Firstly, it sounds very inefficient to concatenate onto the output string that many times (it would probably create a ton of temporary strings, whereas a smarter, lower-level interface to Perl strings could concatenate them all at once). That seems like it might be a design flaw of HTML::Parser, but I'm not familiar with the alternatives in Perl (e.g., in .NET you have a StringBuilder class).

Secondly, this makes it difficult to combine both effects without parsing twice. Instead of manipulating the tag text through an API, allowing multiple processes to have their turn, they just assume that they own the entire parser and modify the output string. Perhaps it would work though if we implemented a wrapper that checked the tag name and dispatched to each type of parser's methods... E.g., (this is a big hack just to demonstrate a POSSIBLE idea)

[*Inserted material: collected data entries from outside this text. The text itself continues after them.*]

PR #655, opened 2023-12-18
Path.relative_to() walk_up support

cjntaylor:
Adding support for the `walk_up` keyword argument introduced in `Path.relative_to()` in python 3.12

### DIFF
--- a/docs/versionhistory.rst
+++ b/docs/versionhistory.rst
@@ -5,7 +5,7 @@ This library adheres to `Semantic Versioning 2.0 <http://semver.org/>`_.
 
 **UNRELEASED**
 
-- Added support for the python 3.12 ``walk_up`` keyword argument in
+- Added support for the Python 3.12 ``walk_up`` keyword argument in
   ``anyio.Path.relative_to()`` (PR by Colin Taylor)
 
 **4.2.0**
--- a/docs/versionhistory.rst
+++ b/docs/versionhistory.rst
@@ -3,6 +3,11 @@ Version history
 
 This library adheres to `Semantic Versioning 2.0 <http://semver.org/>`_.
 
+**UNRELEASED**
+
+- Added support for the python 3.12 ``walk_up`` keyword argument in
+  ``anyio.Path.relative_to()`` (PR by Colin Taylor)
+
 **4.2.0**
 
 - Add support for ``byte``-based paths in ``connect_unix``, ``create_unix_listeners``,
--- a/src/anyio/_core/_fileio.py
+++ b/src/anyio/_core/_fileio.py
@@ -514,8 +514,17 @@ class Path:
     ) -> str:
         return await to_thread.run_sync(self._path.read_text, encoding, errors)
 
-    def relative_to(self, *other: str | PathLike[str]) -> Path:
-        return Path(self._path.relative_to(*other))
+    if sys.version_info >= (3, 12):
+
+        def relative_to(
+            self, *other: str | PathLike[str], walk_up: bool = False
+        ) -> Path:
+            return Path(self._path.relative_to(*other, walk_up=walk_up))
+
+    else:
+
+        def relative_to(self, *other: str | PathLike[str]) -> Path:
+            return Path(self._path.relative_to(*other))
 
     async def readlink(self) -> Path:
         target = await to_thread.run_sync(os.readlink, self._path)
--- a/tests/test_fileio.py
+++ b/tests/test_fileio.py
@@ -1,18 +1,16 @@
 from __future__ import annotations
 
-import contextlib
 import os
 import pathlib
 import platform
 import socket
 import stat
 import sys
-from types import TracebackType
 
 import pytest
 from _pytest.tmpdir import TempPathFactory
 
-from anyio import AsyncFile, Path, open_file, to_thread, wrap_file
+from anyio import AsyncFile, Path, open_file, wrap_file
 
 pytestmark = pytest.mark.anyio
 
@@ -66,27 +64,6 @@ class TestAsyncFile:
 
 
 class TestPath:
-    class ChangeDirectory(contextlib.AbstractAsyncContextManager):
-        def __init__(self, cwd: Path) -> None:
-            super().__init__()
-            self.__cwd: Path = cwd
-            self.__pwd: Path | None = None
-
-        async def __aenter__(self) -> Path:
-            self.__pwd = await Path.cwd()
-            await to_thread.run_sync(os.chdir, self.__cwd)
-            return self.__cwd
-
-        async def __aexit__(
-            self,
-            exc_type: type[BaseException] | None,
-            exc_value: BaseException | None,
-            traceback: TracebackType | None,
-        ) -> bool | None:
-            if self.__pwd is not None:
-                await to_thread.run_sync(os.chdir, self.__pwd)
-            return await super().__aexit__(exc_type, exc_value, traceback)
-
     @pytest.fixture
     def populated_tmpdir(self, tmp_path: pathlib.Path) -> pathlib.Path:
         tmp_path.joinpath("testfile").touch()
@@ -467,16 +444,20 @@ class TestPath:
         sys.version_info < (3, 12),
         reason="Path.relative_to(walk_up=<bool>) is only available on Python 3.12+",
     )
-    async def test_relative_to_sibling(self, populated_tmpdir: pathlib.Path) -> None:
+    async def test_relative_to_sibling(
+        self,
+        populated_tmpdir: pathlib.Path,
+        monkeypatch: pytest.MonkeyPatch,
+    ) -> None:
         subdir = Path(populated_tmpdir / "subdir")
         sibdir = Path(populated_tmpdir / "sibdir")
 
         with pytest.raises(ValueError):
             subdir.relative_to(sibdir, walk_up=False)
 
-        async with TestPath.ChangeDirectory(sibdir) as path:
-            relpath = subdir.relative_to(path, walk_up=True) / "dummyfile1.txt"
-            assert os.access(relpath, os.R_OK)
+        monkeypatch.chdir(sibdir)
+        relpath = subdir.relative_to(sibdir, walk_up=True) / "dummyfile1.txt"
+        assert os.access(relpath, os.R_OK)
 
     async def test_rename(self, tmp_path: pathlib.Path) -> None:
         path = tmp_path / "somefile"
--- a/tests/test_fileio.py
+++ b/tests/test_fileio.py
@@ -1,16 +1,18 @@
 from __future__ import annotations
 
+import contextlib
 import os
 import pathlib
 import platform
 import socket
 import stat
 import sys
+from types import TracebackType
 
 import pytest
 from _pytest.tmpdir import TempPathFactory
 
-from anyio import AsyncFile, Path, open_file, wrap_file
+from anyio import AsyncFile, Path, open_file, to_thread, wrap_file
 
 pytestmark = pytest.mark.anyio
 
@@ -64,14 +66,40 @@ class TestAsyncFile:
 
 
 class TestPath:
+    class ChangeDirectory(contextlib.AbstractAsyncContextManager):
+        def __init__(self, cwd: Path) -> None:
+            super().__init__()
+            self.__cwd: Path = cwd
+            self.__pwd: Path | None = None
+
+        async def __aenter__(self) -> Path:
+            self.__pwd = await Path.cwd()
+            await to_thread.run_sync(os.chdir, self.__cwd)
+            return self.__cwd
+
+        async def __aexit__(
+            self,
+            exc_type: type[BaseException] | None,
+            exc_value: BaseException | None,
+            traceback: TracebackType | None,
+        ) -> bool | None:
+            if self.__pwd is not None:
+                await to_thread.run_sync(os.chdir, self.__pwd)
+            return await super().__aexit__(exc_type, exc_value, traceback)
+
     @pytest.fixture
     def populated_tmpdir(self, tmp_path: pathlib.Path) -> pathlib.Path:
         tmp_path.joinpath("testfile").touch()
         tmp_path.joinpath("testfile2").touch()
+
         subdir = tmp_path / "subdir"
-        subdir.mkdir()
-        subdir.joinpath("dummyfile1.txt").touch()
-        subdir.joinpath("dummyfile2.txt").touch()
+        sibdir = tmp_path / "sibdir"
+
+        for subpath in (subdir, sibdir):
+            subpath.mkdir()
+            subpath.joinpath("dummyfile1.txt").touch()
+            subpath.joinpath("dummyfile2.txt").touch()
+
         return tmp_path
 
     async def test_properties(self) -> None:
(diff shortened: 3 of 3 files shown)


docs/versionhistory.rst
```diff
@@ -40,6 +40,8 @@ This library adheres to `Semantic Versioning 2.0 <http://semver.org/>`_.
   * ``anyio.Path.with_segments()``
 
   (PR by Ganden Schaffner)
+- Added support for the python 3.12 ``walk_up`` keyword argument in
+  ``anyio.Path.relative_to()`` (PR by Colin Taylor)
```
agronholm, line 44: Don't try the amend the release notes of an already published release. Add a new section for **UNRELEASED**.

src/anyio/_core/_fileio.py
```diff
@@ -514,8 +514,17 @@ async def read_text(
...
         return await to_thread.run_sync(self._path.read_text, encoding, errors)
 
-    def relative_to(self, *other: str | PathLike[str]) -> Path:
-        return Path(self._path.relative_to(*other))
+    if sys.version_info >= (3, 12):
+
+        def relative_to(
+            self, *other: str | PathLike[str], walk_up: bool = False
+        ) -> Path:
+            return Path(self._path.relative_to(*other, walk_up=walk_up))
```
agronholm, line 522: Add a test for this please.

agronholm (changes requested):

docs/versionhistory.rst
cjntaylor: Apologies, wasn't intended - I transposed into the wrong section. I'll shift to the correct place

src/anyio/_core/_fileio.py
cjntaylor: Added. Required a little bit of modification to the test environment to provide a sibling folder to try to reference. Let me know if this isn't acceptable - I can iterate on another approach

agronholm:
What's all the socket stuff, and why did you reformat `.pre-commit-config.yaml`?

cjntaylor:
> What's all the socket stuff, and why did you reformat `.pre-commit-config.yaml`?

Did you read the review sections in the PR that explain WHY the socket stuff was modified? 

To summarize, the full set of tests would not pass on my system without the change. On many modern unices (and every modern MacOS), creating socket files in mktemp(d) created directories (including python's implementation) creates socket paths that are too long. This causes socket operations to fail with `OSError: AF_UNIX path too long`. 

I needed to alter the behaviour to get the unix tests to pass, since I was adding tests for `walk_up` as requested. While my tests only affect a single test file, it's considered polite/good practice to make sure you're "all green" when modifying tests in a PR. My guess is that either the MacOS CI you're using has an altered `/tmp` mount, or this issue doesn't affect older versions of MacOS. I'm developing and testing on MacOS Ventura 13.6.1, and AFAIK this would be an issue pretty far back. The mktemp implementation hasn't changed in MacOS in a long time, as soon as the tempdir implementation uses `/private/var/folders` the path will end up too long. See the referenced cpython issue here: python/cpython#93852. Max path length is 107 bytes on MacOS, and 108 on Linux.

I included them in the PR because while they're a separate concern, they do block this PR from passing tests on updated systems. If you'd prefer, I can split this change out into a separate PR - but then that means this PR has the potential to break tests without this change.

The `--no-warn-unused-ignores` flag passed to mypy hook is to get that phase to pass with minimal changes. I'm assuming the comments are there/needed for a reason. Without either removing the comments or passing the flags, I get the following:

```
mypy.....................................................................Failed
- hook id: mypy
- exit code: 1

tests/test_taskgroups.py:263: error: Unused "type: ignore" comment  [unused-ignore]
tests/test_taskgroups.py:1357: error: Unused "type: ignore" comment  [unused-ignore]
tests/test_taskgroups.py:1358: error: Unused "type: ignore" comment  [unused-ignore]
tests/test_taskgroups.py:1367: error: Unused "type: ignore" comment  [unused-ignore]
tests/test_synchronization.py:674: error: Unused "type: ignore" comment  [unused-ignore]
tests/test_sockets.py:871: error: Unused "type: ignore" comment  [unused-ignore]
tests/test_sockets.py:877: error: Unused "type: ignore" comment  [unused-ignore]
tests/test_sockets.py:1223: error: Unused "type: ignore" comment  [unused-ignore]
tests/test_sockets.py:1242: error: Unused "type: ignore" comment  [unused-ignore]
tests/test_sockets.py:1310: error: Unused "type: ignore" comment  [unused-ignore]
tests/test_sockets.py:1346: error: Unused "type: ignore" comment  [unused-ignore]
tests/test_sockets.py:1351: error: Unused "type: ignore" comment  [unused-ignore]
tests/test_sockets.py:1369: error: Unused "type: ignore" comment  [unused-ignore]
tests/test_sockets.py:1371: error: Unused "type: ignore" comment  [unused-ignore]
Found 14 errors in 3 files (checked 15 source files)
```

I've done nothing special for pre-commit, literally just `pre-commit install` using the exact unmodified file in the repository. All of the installed package versions look identical, so I'm unsure why this happens for me and not on the CI.

The whitespace formatting shifts are an unintentional side-effect of my local dev setup; I use `prettier` by default to minimize whitespace thrashing in my files. The file as modified is actually formatted per the YAML spec since that's well defined, but, if you'd prefer, I can revert the whitespace changes. My apologies - I wasn't intending to modify formatting, only the arg.

cjntaylor:
Apologies, I realized I messed up my change to split the socket test modifications out into a separate commit. That's now fixed, so you can see just the changes that were made to that test file

cjntaylor:
**Edited to reflect recent changes**

> What's all the socket stuff, and why did you reformat `.pre-commit-config.yaml`?

The full set of unit tests would not pass on my system; Unix socket tests were failing with `OSError: AF_UNIX path too long`. Paths generated by `tmp_path_factory` exceeding the max unix socket path length on macOS. My new tests for `walk_up` are limited to `test_fileio.py`, but I thought it polite/good practice to make sure the test suite was "all green" in the PR.

On macOS, the unix socket path length limit is 107 bytes; the base temp directory of `/private/var/folders` combined with the deep hierarchy of subdirectories pytest creates regularly exceeds this limit by 10+ bytes. Linux also has this limit (108 bytes), but because it's almost always rooted at `/tmp` or `/var/tmp` it's unlikely to trigger this error. These limits are discussed more here: python/cpython#93852

A simple workaround was to use `tempdir.TemporaryDirectory` for socket paths. Even on macOS, these paths are short enough that they shouldn't trigger this error, while still using standard tempdir conventions. As you can see, the implementation can easily be substituted in place for the original one. I've updated the commits with this in mind.

I'm unsure why these path lengths aren't an issue on the macOS CI instances; it's very odd they're not. The only major difference I can find is that I'm running Ventura (macOS 13) vs the CI's Monterey (macOS 12); otherwise the pytest version and all other packages match up exactly. Even if they somehow still didn't, I don't see anything in the pytest commit history indicating a change to how `tmp_path_factory` locations are generated. Maybe the CI skirt's the limit using a shorter username (mine's only 8 characters) or somehow different temp path generation?

I included these changes in this PR because while they're a separate concern, they do block this one from passing all tests. I figure this is relatively important so unit tests can be checked locally, without requiring a `push` or putting load on the CI. However, if you prefer, I can create a second PR for them specifically, and then re-cut this PR to be based on that one (since I would want the new PR to precede this one so I can run local tests).

The `--no-warn-unused-ignores` flag passed to mypy hook is for a similar reason. On my system, using the unmodified `.pre-commit-config.yaml` and `pre-commit install`, the mypy hook fails as follows:

```
mypy.....................................................................Failed
- hook id: mypy
- exit code: 1

tests/test_taskgroups.py:263: error: Unused "type: ignore" comment  [unused-ignore]
tests/test_taskgroups.py:1357: error: Unused "type: ignore" comment  [unused-ignore]
tests/test_taskgroups.py:1358: error: Unused "type: ignore" comment  [unused-ignore]
tests/test_taskgroups.py:1367: error: Unused "type: ignore" comment  [unused-ignore]
tests/test_synchronization.py:674: error: Unused "type: ignore" comment  [unused-ignore]
tests/test_sockets.py:871: error: Unused "type: ignore" comment  [unused-ignore]
tests/test_sockets.py:877: error: Unused "type: ignore" comment  [unused-ignore]
tests/test_sockets.py:1223: error: Unused "type: ignore" comment  [unused-ignore]
tests/test_sockets.py:1242: error: Unused "type: ignore" comment  [unused-ignore]
tests/test_sockets.py:1310: error: Unused "type: ignore" comment  [unused-ignore]
tests/test_sockets.py:1346: error: Unused "type: ignore" comment  [unused-ignore]
tests/test_sockets.py:1351: error: Unused "type: ignore" comment  [unused-ignore]
tests/test_sockets.py:1369: error: Unused "type: ignore" comment  [unused-ignore]
tests/test_sockets.py:1371: error: Unused "type: ignore" comment  [unused-ignore]
Found 14 errors in 3 files (checked 15 source files)
```

I'm assuming the referenced `#ignore` comments are there/needed for a reason. The added arg allows this hook to pass without removing the comments. If the comments shouldn't be there instead, I can revert this change and remove the comments instead. If this hook is going to work locally, I think it needs to be one or the other? It's also odd to me this is doesn't affect the CI - the package versions used by my local hook are identical. I can't find any differences between the two environments. Since I can't commit without this passing, this either must be part of this PR, or another preceding PR. Let me know if you'd prefer the latter.

My default dev environment uses `prettier` to minimize whitespace thrashing / bikeshedding in supported files - I didn't catch that it had altered the formatting when I added the mypy arg. However, it did make the formatting more consistent across file and closer to "standard" YAML formatting. If you prefer, I can revert these changes - just let me know.

agronholm:
> However, it did make the formatting more consistent across file and closer to "standard" YAML formatting. If you prefer, I can revert these changes - just let me know.

Could you elaborate on where this "standard" YAML formatting comes from? As far as I can tell, my formatting is consistent with the Y[AML 1.2](https://yaml.org/spec/1.2.2/) standard.

cjntaylor:
From the section that talks about [indentation](https://yaml.org/spec/1.2.2/#61-indentation-spaces):

> Each [node](https://yaml.org/spec/1.2.2/#nodes) must be indented further than its parent [node](https://yaml.org/spec/1.2.2/#nodes). All sibling [nodes](https://yaml.org/spec/1.2.2/#nodes) must use the exact same indentation level. However the [content](https://yaml.org/spec/1.2.2/#nodes) of each sibling [node](https://yaml.org/spec/1.2.2/#nodes) may be further indented independently.

I put "standard" in quotes because that definition is ambiguous ("may be further indented independently" - should you? how much?). Prettier chose an unambiguous format based on developer feedback, to eliminate this exact bikeshedding: prettier/prettier#4723. 

I happen to agree with the issue argument for indentation - it's both valid per the spec AND clearer to read. However, I'd also accept standardized/consistent non-indentation even if I don't care for it. A standardized format makes all files consistent, regardless of developer, editor, etc. It _eliminates_ entire classes of bugs, not the least of which is repo thrashing. This the exact same reason black/ruff python formatting isn't configurable. It's also why I run `prettier` by default.

FWIW: [pre-commit's docs](https://pre-commit.com/#2-add-a-pre-commit-configuration) use an absolutely wild format I've never seen before. I don't recommend it at all; I've never seen any other yaml formatted that way. However, you could make the argument this is what the tool developer _intends_ for their configuration file, and I'd accept that. The entire file would need reformatted to match though 😉 

Regardless of the general argument, though, the [file](https://github.com/agronholm/anyio/blob/master/.pre-commit-config.yaml#L37-L39) isn't consistently indented to begin with. That's why prettier picked up on and made the change. In other parts of the file, the `hooks` sequence and other child sequences are indented, but the modified one is not:

(I've substituted "·" to make the leading whitespace visible)

```yaml
# This is the configuration file for pre-commit (https://pre-commit.com/).
# To use:
# * Install pre-commit (https://pre-commit.com/#installation)
# * Copy this file as ".pre-commit-config.yaml"
# * Run "pre-commit install".
repos:
··- repo: https://github.com/pre-commit/pre-commit-hooks
····rev: v4.5.0
····hooks: # Children indented here (6 spaces)
······- id: check-toml
······- id: check-yaml
······- id: debug-statements
······- id: end-of-file-fixer
······- id: mixed-line-ending
········args: ["--fix=lf"]
······- id: trailing-whitespace

··- repo: https://github.com/astral-sh/ruff-pre-commit
····rev: v0.1.8
····hooks: # Children indented here (6 spaces)
······- id: ruff
········args: [--fix, --show-fixes]
······- id: ruff-format

··- repo: https://github.com/pre-commit/mirrors-mypy
····rev: v1.7.1
····hooks: # Children indented here (6 spaces)
······- id: mypy
········args: [--no-warn-unused-ignores]
········additional_dependencies: # Children indented here (10 spaces)
··········- pytest
··········- trio >= 0.23
··········- packaging

··- repo: https://github.com/pre-commit/pygrep-hooks
····rev: v1.10.0
····hooks: # !! Children not indented here (4 spaces)
····- id: rst-backticks
····- id: rst-directive-colons
····- id: rst-inline-touching-normal
```

At the end of the day, this is bikeshedding. I can revert the whitespace change if you'd like; it's water under the bridge to me. While the original change was accidental, I'd argue retroactively I want to include the change because I already need to modify the file to add the `--no-warn-unused-ignores` flag and it makes the format more consistent/easier to read.

uSpike:
Hi, I just wanted to add that I think it'd be good to open a separate issue/PR for changes unrelated to the title of this PR.  I think the original changes are great and I think it's a lot less cognitive load on reviewers and agronholm to review when done separately.

Cheers!

cjntaylor:
> Hi, I just wanted to add that I think it'd be good to open a separate issue/PR for changes unrelated to the title of this PR

The only reason I haven't is because they're indirectly related; the full test suite (which includes new tests relevant to this PR that were specifically requested) won't pass without the other test changes. At least locally. For some inexplicable reason it doesn't break on the macOS CI instances, so maybe that's good enough?

I'm happy to do so though. I'll have to wrap my head around making this PR contingent on the PR you're requesting be added (it'll need to be merged first), but, other than that, I think it's fine

Sorry for the confusion. From the beginning I've been indicating that I was unsure of how to handle the other changes w.r.t. this PR so I'm glad someone has weighed in.

Thanks!

cjntaylor:
@uSpike Should I split out the `.pre-commit-config.yaml` changes into a third PR? That one's trickier because if I do I'll have to disable pre-commit checking locally; I won't be able to commit otherwise (the `mypy` hook fails with `Unused "type: ignore" comment`). 

This is the issue with splitting things out - it becomes a bit of a rabbit hole and it's very easy to end up in broken states.

agronholm:
The changes to `.pre-commit-config.yaml` are largely unncessary. There seems to be a mypy bug that causes it to behave differently when only a portion of the files are being scanned, as opposed to the whole code base. When that happens, I check with `pre-commit run -a` to see if it's a real problem, and if it doesn't show up in that scan, I just disable the git hooks for that commit. The workaround would be to force mypy to always check all the files with the following config:
```yaml
        args: [src, tests]
        pass_filenames: false
```

cjntaylor:
@uSpike - PR's have been split into #659, #660 and #661, with 659's pre-commit changes determined as irrelevant and removed.

@agronholm - Thanks for your patience in all of this, and apologies for over-complicating things. I've completely isolated the changes into separate PRs so you can consider them independently, and made sure that each one is as minimal a change as possible. 

Thank you for the workaround. I've closed #659 accordingly.

Please note that this PR will now fail to run the full test suite on macOS >= 13. Running `test_fileio.py` in isolation appears to work correctly, and the CI does pass

tests/test_fileio.py
```diff
@@ -64,14 +66,40 @@ async def test_wrap_file(self, tmp_path: pathlib.Path) -> None:
...
+
+        async def __aexit__(
+            self,
+            exc_type: type[BaseException] | None,
+            exc_value: BaseException | None,
+            traceback: TracebackType | None,
+        ) -> bool | None:
+            if self.__pwd is not None:
+                await to_thread.run_sync(os.chdir, self.__pwd)
+            return await super().__aexit__(exc_type, exc_value, traceback)
```
agronholm, line 88: This seems a bit overkill, why not use `monkeypatch.chdir()` instead?

cjntaylor: First time I've ever heard of it 😅

That's much simpler. I've scoped it using `monkeypatch.context()` to try to minimize error cases

agronholm: Explain – how does that help?

cjntaylor: The pytest docs have a warning:

> Mind that patching stdlib functions and some third-party libraries used by pytest might break pytest itself, therefore in those cases it is recommended to use [MonkeyPatch.context()](https://docs.pytest.org/en/latest/reference/reference.html#pytest.MonkeyPatch.context) to limit the patching to the block you want tested

The note is [here](https://docs.pytest.org/en/latest/how-to/monkeypatch.html#global-patch-example-preventing-requests-from-remote-operations). Since pytest is highly dependent on locating and working with tests relative to file paths, I figured `os.chdir` was semi-dangerous to patch. Scoping it like this seems like a good precaution

agronholm: You're not patching `os.chdir()`, you're just switching the working directory.

agronholm: Docs: https://docs.pytest.org/en/6.2.x/reference.html#pytest.MonkeyPatch.chdir

cjntaylor: My mistake. Fixed. I greatly dislike the naming of that fixture / chdir belongs somewhere else - but that's for me to take up with the pytest folks.

agronholm (approved):
LGTM, thanks!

package HTML::StickyParams;

use parent qw/HTML::Parser/;

use HTML::FillInForm;
use HTML::StickyQuery;

sub new {
    my ($class) = @_;

    my $fif = HTML::FillInForm->new( ... );
    my $stq = HTML::StickyQuery->new( ... );
    my $self = bless { %$fif, %$stq }, $class;

    $self->{fif_} = bless $self, ref $fif;
    $self->{stq_} = bless $self, ref $stq;

    return $self;
}

sub fif_ { shift->{fif_} }
sub stq_ { shift->{stq_} }

sub start {
    my ($self, $tagname, $attr, $attrseq, $origtext) = @_;

    my $child = do {
        if($tag_name eq 'form') {
            $self->fif_;
        } elsif ($tag_name eq 'a') {
            $self->stq_;
        }
    } or return;

    $child->start(@_);
}

In theory something like that could work, but it would be a huge hack that could break when the internals of either package changed, and it would also depend on merging the state of HTML::FillInForm and HTML::StickyQuery into our own HTML::Parser subclass and hoping that nothing collides...

A cleaner approach might be to patch both packages, split their methods (e.g., start) into two: one that describes the work to do, and another that actually does it, preferrably through a standard method that translates some kind of object representation into the actual changes. But that's quite a lot of effort for this little bit. It might be easier to just copy both modules and merge them ourselves into a new package that doesn't depend on either. Then we'd control the code and they couldn't break it on us. The downside is duplicated code...

I hope that there's a much easier way that I'm missing...

s-aska commented 9 years ago

I think that it is good that approach.